- The Product and Engineering department has had an unhealthy scale-up over the last 6 months by hiring new engineering managers, senior - staff engineers, product managers, and other executives. The Personio ‘culture’ can no longer be experienced because of this unhealthy ‘hyper-growth’, especially in places where entire new teams were just hired with little to no representation of tenured employees and without onboarding on the product and processes.
- Choosing not to promote from within and not having tenured employees to lead these new teams has caused the new decision makers (e.g. product managers, product designers, product experts, etc.) to behave like the blind leading the blind - where everyone wants to leave their mark and pass probation without knowing about the effects of their decisions.
- Team leadership has not been appropriately vetted during the interview process, and continuous feedback during the probation process is no longer practiced especially for team management (i.e. engineering managers, product managers, and product designers).
- Constantly changing priorities on a company level (lately every 6 months, sometimes quarterly) makes it next to impossible to complete an initiative in product teams which becomes negative during performance evaluations through no fault of your own. These ever-changing priorities cause constant re-estimations every few months where engineers pause delivery and focus on discovery and estimations - often resulting in complete scrap and rework.
- There is a lot of friction among teams, especially because many mid-senior leaders are new and want things done their way without proper onboarding on the product or already established processes.
- New managers (in both product and engineering) don’t seem to understand the complexity of the product offering and the engineering that goes into it, often asking developers to reduce estimates and deciding on team priorities and product direction without proper research and understanding the consequences.

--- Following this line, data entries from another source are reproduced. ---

PR #107, opened 2020-04-16
use arrays for all.json and create legacy-all.json

willr3:


clustering/src/main/java/io/hyperfoil/clustering/ControllerVerticle.java
```diff
@@ -48,6 +50,8 @@
 import io.vertx.core.spi.cluster.NodeListener;
 import io.vertx.ext.cluster.infinispan.InfinispanClusterManager;
 
+import org.infinispan.commons.api.BasicCacheContainer;
```
rvansa, line 53: Really?

clustering/src/main/java/io/hyperfoil/clustering/ControllerVerticle.java
```diff
@@ -625,14 +629,52 @@ private void persistRun(Run run) {
             jGenerator.writeFieldName("info");
             jGenerator.writeRawValue(info.encode()); // writeObjectField() was encoding info as a POJO not json
 
-            JsonWriter.writeJson(run.statisticsStore, jGenerator, false);
+            jGenerator.writeFieldName("failures");
```
rvansa, line 632: Could we have this code in `JsonWriter`? Actually the whole code about creating the `all.json` would better fit there, just passing `info` as argument.

rvansa:
@willr3 Hi, are you going to update the PR?

clustering/src/main/java/io/hyperfoil/clustering/ControllerVerticle.java
willr3: What do you mean by "Really?"
The import is needed for shutdown() and I don't believe I created shutdown().

rvansa: Sorry, I did not notice that you've just reordered imports (I thought this was added by accident).

PR #136, opened 2020-12-23
Typo fix

gunnarmorling:
CC @stalep @johnaohara 

Should this be using https (instead of http), too?


rvansa:
Thanks for the fix.

Yes, we should use `https` in the example, though http returns 301 redirect which does not fail to demonstrate what we're doing here (and stats listing in https://hyperfoil.io/quickstart/quickstart1.html shows that correctly).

- Promotions are few and far apart for tenured employees, no proper career ladder is available and there is no transparency in the process or guidance about objectives - many believe that the promotion case is left to the whim of the engineering manager.
- There is no financial motivation outside the base salary - although virtual shares are given it's unclear when the next share buy-back would happen (initially promised once a year, now communicated as tied to a seed round - when the next seed round will happen is unclear). Furthermore, there is no bonus offering and annual salary increments are laughable for a company of this scale.